[Stored data]
+ + +
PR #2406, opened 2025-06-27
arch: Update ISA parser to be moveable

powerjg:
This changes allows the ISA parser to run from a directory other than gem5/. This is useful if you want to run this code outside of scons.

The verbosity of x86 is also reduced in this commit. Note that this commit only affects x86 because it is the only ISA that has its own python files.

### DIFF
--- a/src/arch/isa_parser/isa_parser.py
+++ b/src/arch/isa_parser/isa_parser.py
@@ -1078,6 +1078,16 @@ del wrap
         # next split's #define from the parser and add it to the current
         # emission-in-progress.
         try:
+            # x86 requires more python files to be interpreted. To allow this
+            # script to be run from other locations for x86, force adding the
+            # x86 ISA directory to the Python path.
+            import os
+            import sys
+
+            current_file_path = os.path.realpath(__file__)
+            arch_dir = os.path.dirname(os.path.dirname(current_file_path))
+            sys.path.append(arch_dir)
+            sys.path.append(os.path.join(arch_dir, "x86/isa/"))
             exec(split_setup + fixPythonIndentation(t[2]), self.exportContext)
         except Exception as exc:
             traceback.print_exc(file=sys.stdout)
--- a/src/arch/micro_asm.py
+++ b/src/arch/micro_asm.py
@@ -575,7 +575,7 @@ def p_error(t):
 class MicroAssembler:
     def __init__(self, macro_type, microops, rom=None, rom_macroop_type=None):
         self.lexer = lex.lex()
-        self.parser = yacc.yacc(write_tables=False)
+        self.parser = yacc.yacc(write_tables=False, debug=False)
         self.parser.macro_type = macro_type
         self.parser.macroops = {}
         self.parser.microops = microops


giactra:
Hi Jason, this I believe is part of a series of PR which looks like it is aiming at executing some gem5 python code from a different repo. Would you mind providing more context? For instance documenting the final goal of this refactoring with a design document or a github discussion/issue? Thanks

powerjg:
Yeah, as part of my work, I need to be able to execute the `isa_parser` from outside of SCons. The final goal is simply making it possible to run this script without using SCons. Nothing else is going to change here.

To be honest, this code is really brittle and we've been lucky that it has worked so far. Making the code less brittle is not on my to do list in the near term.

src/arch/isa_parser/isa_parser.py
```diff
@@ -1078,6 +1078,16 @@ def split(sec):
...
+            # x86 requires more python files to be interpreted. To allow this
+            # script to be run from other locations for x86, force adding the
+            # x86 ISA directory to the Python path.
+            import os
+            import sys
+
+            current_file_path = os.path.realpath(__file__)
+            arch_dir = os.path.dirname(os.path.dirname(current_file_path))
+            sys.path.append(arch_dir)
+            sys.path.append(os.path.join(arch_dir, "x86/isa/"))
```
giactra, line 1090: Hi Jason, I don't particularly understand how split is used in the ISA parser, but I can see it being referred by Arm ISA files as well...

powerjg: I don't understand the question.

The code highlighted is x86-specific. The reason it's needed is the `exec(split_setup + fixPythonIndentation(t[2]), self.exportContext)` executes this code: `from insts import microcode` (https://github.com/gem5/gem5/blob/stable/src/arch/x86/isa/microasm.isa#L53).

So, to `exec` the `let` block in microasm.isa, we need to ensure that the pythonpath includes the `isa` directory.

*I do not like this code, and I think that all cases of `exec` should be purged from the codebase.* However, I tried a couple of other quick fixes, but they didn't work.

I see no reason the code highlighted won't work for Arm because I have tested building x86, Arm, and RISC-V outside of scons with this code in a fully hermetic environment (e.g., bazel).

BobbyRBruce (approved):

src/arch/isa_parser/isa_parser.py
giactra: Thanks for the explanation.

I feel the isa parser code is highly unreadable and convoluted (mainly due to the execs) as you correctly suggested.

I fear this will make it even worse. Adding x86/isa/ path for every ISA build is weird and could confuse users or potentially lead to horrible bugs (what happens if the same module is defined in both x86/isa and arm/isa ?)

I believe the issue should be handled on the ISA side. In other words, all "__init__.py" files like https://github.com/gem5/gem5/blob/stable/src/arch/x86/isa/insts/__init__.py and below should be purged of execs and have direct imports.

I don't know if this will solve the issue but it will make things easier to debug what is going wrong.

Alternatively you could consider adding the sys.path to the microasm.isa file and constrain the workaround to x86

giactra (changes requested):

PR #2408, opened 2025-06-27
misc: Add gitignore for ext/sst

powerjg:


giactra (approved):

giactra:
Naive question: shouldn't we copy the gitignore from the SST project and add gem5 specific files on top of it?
+ + +
#### WHAT NEEDS TO BE DONE
Whenever the string "question" turns up in a line of the data, copy that line.

#### ANSWER SECTION
powerjg: I don't understand the question.
Naive question: shouldn't we copy the gitignore from the SST project and add gem5 specific files on top of it?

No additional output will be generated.